Reading the data below, count the lines that carry the string "Pomax". Give nothing but the count.

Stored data
::::::

PR #510, opened 2019-06-14
Create REMOVE_THIS.md

gideonthomas:
This is a temporary PR that will help us test the Join Us flow in the pulse repo.

### DIFF
--- a/REMOVE_THIS.md
+++ b/REMOVE_THIS.md
@@ -1,0 +1,1 @@
+REMOVE THIS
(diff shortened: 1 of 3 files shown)


REMOVE_THIS.md
```diff
@@ -0,0 +1 @@
+REMOVE THIS
```
Pomax: There is literally no need for this file if this PR also removes actual code

gideonthomas: The PR only contained this file initially, I didn't realize I needed other code changes until later.

Pomax: ah. worth taking this particular file back out then?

::::::

- **Task result**
2